Gluteus Medius

Cable Standing Hip Abduction

Difficulty: Beginner

  1. Use an ankle attachment. Cable should be set all the way to the bottom.
  2. Face sideways with the ankle attachment on your outside leg. Walk a few steps away.
  3. Abduct at the hips and raise your leg out to the side.
  4. Return to the starting position and stop just short of your foot touching back to the ground (to keep tension on the muscle).

Band Hip Abduction

Difficulty: Intermediate

  1. Attach the band around your ankle. Stand with feet hip-width apart, feet facing forward, and hands on hips.
  2. Lift your right leg away from your body to the side, keeping your knee straight. This is your starting position.
  3. Maintaining proper form, move your right leg as far to the side as you can, keeping your left leg planted firmly on the ground.

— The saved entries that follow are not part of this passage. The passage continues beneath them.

PR #2522, opened 2024-06-19
Fix Altmetric badge not correctly set when Altmetric id is provided

garywei944:
To reproduce the bug:

```bibtex
@inproceedings{Vaswani2017AttentionIA,
  title     = {Attention is All you Need},
  author    = {Ashish Vaswani and Noam M. Shazeer and Niki Parmar and Jakob Uszkoreit and Llion Jones and Aidan N. Gomez and Lukasz Kaiser and Illia Polosukhin},
  booktitle = {Neural Information Processing Systems},
  year      = {2017},
  doi       = {10.48550/arXiv.1706.03762},
  altmetric = {21021191}
}
```

The bug is
1. It seems to be some weird property of the liquid template that [line 252-254](https://github.com/alshedivat/al-folio/blob/8d82670ff170f98e7d7ea5434428234a8216d460/_layouts/bib.liquid#L252-L254) doesn't work at all. According to [this post](https://stackoverflow.com/questions/59887447/liquid-how-to-assign-the-output-of-an-operator-to-a-variable) and [this issue](https://github.com/Shopify/liquid/issues/236), liquid doesn't support assign the output of operator to a variable nor a ternary operator. So based on my console log, the value of `entry_has_altmetric_badge` is always a string value of `entry.altmetric` when altmetric is provided in bibtex.
```liquid
{% assign entry_has_altmetric_badge = entry.altmetric or entry.doi or  entry.eprint or entry.pmid or entry.isbn %}
{% assign entry_has_dimensions_badge = entry.dimensions or entry.doi or entry.pmid %}
{% assign entry_has_google_scholar_badge = entry.google_scholar_id %}
{% if entry_has_altmetric_badge or entry_has_dimensions_badge or entry_has_google_scholar_badge %}
  <div class="badges">
  {% if site.enable_publication_badges.altmetric and entry_has_altmetric_badge %}
    <span
...
```
Note that this could be problematic that a string in liquid is always evaluated as true as long as it is defined regardless if it is "" or "false". [reference](https://shopify.github.io/liquid/basics/truthy-and-falsy/)
2. when altmetric is defined in bibtex, now the order of set attribute to badge is eprint > doi > altmetric id > pmid > ISBN, and the badge doesn't work when an arxiv doi is provided.

I think the expected behavior should be
1. as documented in CUSTOMIZE.md, only render the badge when the entry is set to either "true" or the altmetric id. (It could also implement to always render the badge whenever doi or other related attribute is set, and set altmetric to "false" to disable it)
```md
- `altmetric`: Adds an [Altmetric](https://www.altmetric.com/) badge (Note: if DOI is provided just use `true`, otherwise only add the altmetric identifier here - the link is generated automatically)
```
2. if the almetric id is set, use it first.

### DIFF
--- a/_layouts/bib.liquid
+++ b/_layouts/bib.liquid
@@ -250,17 +250,17 @@
     </div>
     {% if site.enable_publication_badges %}
       {% assign entry_has_altmetric_badge = false %}
-      {% if entry.altmetric != blank and entry.altmetric != 'false' %}
+      {% if entry.altmetric and entry.altmetric != 'false' %}
         {% assign entry_has_altmetric_badge = true %}
       {% endif %}
 
       {% assign entry_has_dimensions_badge = false %}
-      {% if entry.dimensions != blank and entry.dimensions != 'false' %}
+      {% if entry.dimensions and entry.dimensions != 'false' %}
         {% assign entry_has_dimensions_badge = true %}
       {% endif %}
 
       {% assign entry_has_google_scholar_badge = false %}
-      {% if entry.google_scholar_id != blank %}
+      {% if entry.google_scholar_id %}
         {% assign entry_has_google_scholar_badge = true %}
       {% endif %}
       {% if entry_has_altmetric_badge or entry_has_dimensions_badge or entry_has_google_scholar_badge %}
--- a/_layouts/bib.liquid
+++ b/_layouts/bib.liquid
@@ -59,8 +59,8 @@
 
       {%- for author in entry.author_array limit: author_array_limit -%}
         {% assign author_is_self = false %}
-        {%- assign author_last_name = author.last | regex_replace: '[*†‡§¶‖&^]', '' -%}
-        {%- assign author_last_html = author.last | regex_replace: '([*†‡§¶‖&^]+)', '<sup>\1</sup>' -%}
+        {%- assign author_last_name = author.last | regex_replace: '[*∗†‡§¶‖&^]', '' -%}
+        {%- assign author_last_html = author.last | regex_replace: '([*∗†‡§¶‖&^]+)', '<sup>\1</sup>' -%}
         {% if site.scholar.last_name contains author_last_name %}
           {% if site.scholar.first_name contains author.first %}
             {% assign author_is_self = true %}
@@ -112,7 +112,7 @@
             {% assign more_authors_show = more_authors_show | append: ', ' %}
           {% endunless %}
         {%- endfor -%}
-        {% assign more_authors_show = more_authors_show | regex_replace: '([*†‡§¶‖&^]+)', '<sup>\1</sup>' %}
+        {% assign more_authors_show = more_authors_show | regex_replace: '([*∗†‡§¶‖&^]+)', '<sup>\1</sup>' %}
         , and
         <span
           class="more-authors"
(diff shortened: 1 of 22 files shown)


_layouts/bib.liquid
```diff
@@ -261,12 +272,14 @@
               data-hide-less-than="15"
               data-badge-type="2"
               data-badge-popover="right"
-              {% if entry.eprint %}
+              {% if entry.altmetric != blank and entry.altmetric != 'true' %}
```
george-gca, line 275: Shouldn't it be `! = false` here?

_layouts/bib.liquid
```diff
@@ -277,12 +290,12 @@
           {% if site.enable_publication_badges.dimensions and entry_has_dimensions_badge %}
             <span
               class="__dimensions_badge_embed__"
-              {% if entry.doi %}
+              {% if entry.dimensions != blank and entry.dimensions != 'true' %}
```
george-gca, line 293: Shouldn't it be `! = false` here?

_layouts/bib.liquid
```diff
@@ -261,12 +272,14 @@
               data-hide-less-than="15"
               data-badge-type="2"
               data-badge-popover="right"
-              {% if entry.eprint %}
+              {% if entry.altmetric != blank and entry.altmetric != 'true' %}
+                data-altmetric-id="{{ entry.altmetric }}"
+              {% elsif entry.arxiv %}
```
george-gca, line 277: Since we are changing to also check for blank for that field, shouldn't we change it for all of them? What do you think?

george-gca (changes requested):

_layouts/bib.liquid
garywei944: Not really, I think the expected values here are `"true"`, `"false"`, and any altmetric id string. `"true"` means that the user wants to enable the badge. We only want to enter this condition check when the value of the altmetric entry is set to an id, not set to `"true"`.

_layouts/bib.liquid
garywei944: ^ Same as above

_layouts/bib.liquid
garywei944: I think you are right. The check for blank string is not necessary. I previously thought that `entry.altmetic` will be set to an empty string whenever it is provided in the BibTex. A new commit fixed this.

_layouts/bib.liquid
garywei944: Oh if altmetric is `"false"`, then `entry_has_altmetric_badge` won't be set to `true` in [line 254](https://github.com/alshedivat/al-folio/pull/2522/commits/d8917e7836389f21ed471b9f175fafd913ad148b#diff-4ef4ea42cd30776daef2d2cc2da3e79af05331b84aa21bc8e7eea019b935d701R253-R254) and the code wont pass the condition check in [line 268](https://github.com/alshedivat/al-folio/pull/2522/commits/d8917e7836389f21ed471b9f175fafd913ad148b#diff-4ef4ea42cd30776daef2d2cc2da3e79af05331b84aa21bc8e7eea019b935d701R268). So we don't need to worry about "false" in [line 275](https://github.com/alshedivat/al-folio/pull/2522/commits/d8917e7836389f21ed471b9f175fafd913ad148b#diff-4ef4ea42cd30776daef2d2cc2da3e79af05331b84aa21bc8e7eea019b935d701R275)

george-gca (approved):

Hold for a second and then return your right leg to the starting position.

Curtsy Lunge

Difficulty: Intermediate

  1. Step your left foot diagonally behind your right leg, crossing it behind your body. Bend your knees and lower your hips until your left thigh is parallel to the floor and your right knee is hovering just above the ground.
  2. Push through your right foot to straighten your legs and return to the starting position.
  3. Repeat the movement with your other leg.

Dumbbell Standing Hip Abduction

Difficulty: Beginner

  1. Stand with a dumbbell held on the side of your leg.
  2. Raise that leg laterally as high as your hip range of motion allows for.